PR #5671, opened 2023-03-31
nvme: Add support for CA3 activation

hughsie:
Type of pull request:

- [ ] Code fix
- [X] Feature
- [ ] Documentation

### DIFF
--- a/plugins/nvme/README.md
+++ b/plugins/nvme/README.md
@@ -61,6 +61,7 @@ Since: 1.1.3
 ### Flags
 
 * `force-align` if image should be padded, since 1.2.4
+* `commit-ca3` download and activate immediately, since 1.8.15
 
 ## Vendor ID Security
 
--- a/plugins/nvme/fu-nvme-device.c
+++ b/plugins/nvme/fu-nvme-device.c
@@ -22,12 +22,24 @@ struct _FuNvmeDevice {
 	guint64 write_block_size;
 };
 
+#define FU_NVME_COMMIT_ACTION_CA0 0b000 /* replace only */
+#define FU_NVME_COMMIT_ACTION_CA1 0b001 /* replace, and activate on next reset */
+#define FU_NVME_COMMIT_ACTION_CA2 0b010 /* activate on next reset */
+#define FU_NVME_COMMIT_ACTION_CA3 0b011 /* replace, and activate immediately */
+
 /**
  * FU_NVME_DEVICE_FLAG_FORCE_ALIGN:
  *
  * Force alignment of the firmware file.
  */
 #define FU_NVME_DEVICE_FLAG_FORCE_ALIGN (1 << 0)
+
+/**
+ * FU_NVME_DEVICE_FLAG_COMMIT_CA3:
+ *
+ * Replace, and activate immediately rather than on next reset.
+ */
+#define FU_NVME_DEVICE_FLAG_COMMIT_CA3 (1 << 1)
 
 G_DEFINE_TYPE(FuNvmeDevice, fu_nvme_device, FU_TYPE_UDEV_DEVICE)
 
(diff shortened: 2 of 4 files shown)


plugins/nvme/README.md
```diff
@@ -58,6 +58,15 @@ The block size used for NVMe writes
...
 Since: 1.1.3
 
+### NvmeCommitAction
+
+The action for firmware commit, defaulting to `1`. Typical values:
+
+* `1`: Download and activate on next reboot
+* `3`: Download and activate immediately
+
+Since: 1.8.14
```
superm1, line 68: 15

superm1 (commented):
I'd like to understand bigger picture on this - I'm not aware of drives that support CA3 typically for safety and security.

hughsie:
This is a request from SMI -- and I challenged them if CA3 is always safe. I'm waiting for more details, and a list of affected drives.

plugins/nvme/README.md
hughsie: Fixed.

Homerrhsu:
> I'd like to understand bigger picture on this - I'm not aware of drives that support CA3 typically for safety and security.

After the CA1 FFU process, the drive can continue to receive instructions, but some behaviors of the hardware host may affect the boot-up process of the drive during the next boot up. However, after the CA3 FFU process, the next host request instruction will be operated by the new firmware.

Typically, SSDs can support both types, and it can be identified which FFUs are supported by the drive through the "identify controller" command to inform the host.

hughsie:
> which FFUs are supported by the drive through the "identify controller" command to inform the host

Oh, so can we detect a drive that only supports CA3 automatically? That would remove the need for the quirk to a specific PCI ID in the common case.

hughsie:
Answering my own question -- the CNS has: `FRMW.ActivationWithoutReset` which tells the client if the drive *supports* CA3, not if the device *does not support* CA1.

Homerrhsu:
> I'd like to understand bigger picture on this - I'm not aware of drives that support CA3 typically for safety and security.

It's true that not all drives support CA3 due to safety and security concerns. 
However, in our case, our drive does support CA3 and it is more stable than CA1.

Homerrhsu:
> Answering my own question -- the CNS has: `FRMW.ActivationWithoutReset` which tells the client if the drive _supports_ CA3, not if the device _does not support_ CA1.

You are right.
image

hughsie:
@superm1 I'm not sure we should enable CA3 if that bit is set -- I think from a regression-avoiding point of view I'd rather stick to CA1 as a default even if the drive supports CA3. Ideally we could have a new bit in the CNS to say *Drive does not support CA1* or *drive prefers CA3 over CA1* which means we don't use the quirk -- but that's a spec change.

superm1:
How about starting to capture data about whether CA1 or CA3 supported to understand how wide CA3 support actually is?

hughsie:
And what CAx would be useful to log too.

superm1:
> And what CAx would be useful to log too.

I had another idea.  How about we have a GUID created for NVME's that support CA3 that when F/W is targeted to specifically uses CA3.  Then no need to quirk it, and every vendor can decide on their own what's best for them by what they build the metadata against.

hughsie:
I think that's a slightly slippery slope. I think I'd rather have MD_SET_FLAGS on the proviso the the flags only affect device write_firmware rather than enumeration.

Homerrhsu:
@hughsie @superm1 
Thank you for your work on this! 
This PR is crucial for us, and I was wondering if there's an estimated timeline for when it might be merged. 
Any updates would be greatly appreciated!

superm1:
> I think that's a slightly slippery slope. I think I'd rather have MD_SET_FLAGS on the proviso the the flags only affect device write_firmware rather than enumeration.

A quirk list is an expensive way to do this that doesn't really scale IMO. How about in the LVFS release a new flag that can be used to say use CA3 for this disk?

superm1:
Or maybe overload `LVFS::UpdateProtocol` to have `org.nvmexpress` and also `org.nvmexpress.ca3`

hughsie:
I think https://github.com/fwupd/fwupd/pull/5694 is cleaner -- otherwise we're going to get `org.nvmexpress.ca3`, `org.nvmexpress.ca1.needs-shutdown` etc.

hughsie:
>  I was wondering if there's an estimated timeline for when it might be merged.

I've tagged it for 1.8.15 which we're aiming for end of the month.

PROBLEM TO WORK ON. Every entry must be repeated exactly; none may be skipped.

SOLUTION TO THE EXERCISE.
PR #5671, opened 2023-03-31
nvme: Add support for CA3 activation

hughsie:
Type of pull request:

- [ ] Code fix
- [X] Feature
- [ ] Documentation

### DIFF
--- a/plugins/nvme/README.md
+++ b/plugins/nvme/README.md
@@ -61,6 +61,7 @@ Since: 1.1.3
 ### Flags
 
 * `force-align` if image should be padded, since 1.2.4
+* `commit-ca3` download and activate immediately, since 1.8.15
 
 ## Vendor ID Security
 
--- a/plugins/nvme/fu-nvme-device.c
+++ b/plugins/nvme/fu-nvme-device.c
@@ -22,12 +22,24 @@ struct _FuNvmeDevice {
 	guint64 write_block_size;
 };
 
+#define FU_NVME_COMMIT_ACTION_CA0 0b000 /* replace only */
+#define FU_NVME_COMMIT_ACTION_CA1 0b001 /* replace, and activate on next reset */
+#define FU_NVME_COMMIT_ACTION_CA2 0b010 /* activate on next reset */
+#define FU_NVME_COMMIT_ACTION_CA3 0b011 /* replace, and activate immediately */
+
 /**
  * FU_NVME_DEVICE_FLAG_FORCE_ALIGN:
  *
  * Force alignment of the firmware file.
  */
 #define FU_NVME_DEVICE_FLAG_FORCE_ALIGN (1 << 0)
+
+/**
+ * FU_NVME_DEVICE_FLAG_COMMIT_CA3:
+ *
+ * Replace, and activate immediately rather than on next reset.
+ */
+#define FU_NVME_DEVICE_FLAG_COMMIT_CA3 (1 << 1)
 
 G_DEFINE_TYPE(FuNvmeDevice, fu_nvme_device, FU_TYPE_UDEV_DEVICE)
 
(diff shortened: 2 of 4 files shown)


plugins/nvme/README.md
```diff
@@ -58,6 +58,15 @@ The block size used for NVMe writes
...
 Since: 1.1.3
 
+### NvmeCommitAction
+
+The action for firmware commit, defaulting to `1`. Typical values:
+
+* `1`: Download and activate on next reboot
+* `3`: Download and activate immediately
+
+Since: 1.8.14
```
superm1, line 68: 15

superm1 (commented):
I'd like to understand bigger picture on this - I'm not aware of drives that support CA3 typically for safety and security.

hughsie:
This is a request from SMI -- and I challenged them if CA3 is always safe. I'm waiting for more details, and a list of affected drives.

plugins/nvme/README.md
hughsie: Fixed.

Homerrhsu:
> I'd like to understand bigger picture on this - I'm not aware of drives that support CA3 typically for safety and security.

After the CA1 FFU process, the drive can continue to receive instructions, but some behaviors of the hardware host may affect the boot-up process of the drive during the next boot up. However, after the CA3 FFU process, the next host request instruction will be operated by the new firmware.

Typically, SSDs can support both types, and it can be identified which FFUs are supported by the drive through the "identify controller" command to inform the host.

hughsie:
> which FFUs are supported by the drive through the "identify controller" command to inform the host

Oh, so can we detect a drive that only supports CA3 automatically? That would remove the need for the quirk to a specific PCI ID in the common case.

hughsie:
Answering my own question -- the CNS has: `FRMW.ActivationWithoutReset` which tells the client if the drive *supports* CA3, not if the device *does not support* CA1.

Homerrhsu:
> I'd like to understand bigger picture on this - I'm not aware of drives that support CA3 typically for safety and security.

It's true that not all drives support CA3 due to safety and security concerns. 
However, in our case, our drive does support CA3 and it is more stable than CA1.

Homerrhsu:
> Answering my own question -- the CNS has: `FRMW.ActivationWithoutReset` which tells the client if the drive _supports_ CA3, not if the device _does not support_ CA1.

You are right.
image

hughsie:
@superm1 I'm not sure we should enable CA3 if that bit is set -- I think from a regression-avoiding point of view I'd rather stick to CA1 as a default even if the drive supports CA3. Ideally we could have a new bit in the CNS to say *Drive does not support CA1* or *drive prefers CA3 over CA1* which means we don't use the quirk -- but that's a spec change.

superm1:
How about starting to capture data about whether CA1 or CA3 supported to understand how wide CA3 support actually is?

hughsie:
And what CAx would be useful to log too.

superm1:
> And what CAx would be useful to log too.

I had another idea.  How about we have a GUID created for NVME's that support CA3 that when F/W is targeted to specifically uses CA3.  Then no need to quirk it, and every vendor can decide on their own what's best for them by what they build the metadata against.

hughsie:
I think that's a slightly slippery slope. I think I'd rather have MD_SET_FLAGS on the proviso the the flags only affect device write_firmware rather than enumeration.

Homerrhsu:
@hughsie @superm1 
Thank you for your work on this! 
This PR is crucial for us, and I was wondering if there's an estimated timeline for when it might be merged. 
Any updates would be greatly appreciated!

superm1:
> I think that's a slightly slippery slope. I think I'd rather have MD_SET_FLAGS on the proviso the the flags only affect device write_firmware rather than enumeration.

A quirk list is an expensive way to do this that doesn't really scale IMO. How about in the LVFS release a new flag that can be used to say use CA3 for this disk?

superm1:
Or maybe overload `LVFS::UpdateProtocol` to have `org.nvmexpress` and also `org.nvmexpress.ca3`

hughsie:
I think https://github.com/fwupd/fwupd/pull/5694 is cleaner -- otherwise we're going to get `org.nvmexpress.ca3`, `org.nvmexpress.ca1.needs-shutdown` etc.

hughsie:
>  I was wondering if there's an estimated timeline for when it might be merged.

I've tagged it for 1.8.15 which we're aiming for end of the month.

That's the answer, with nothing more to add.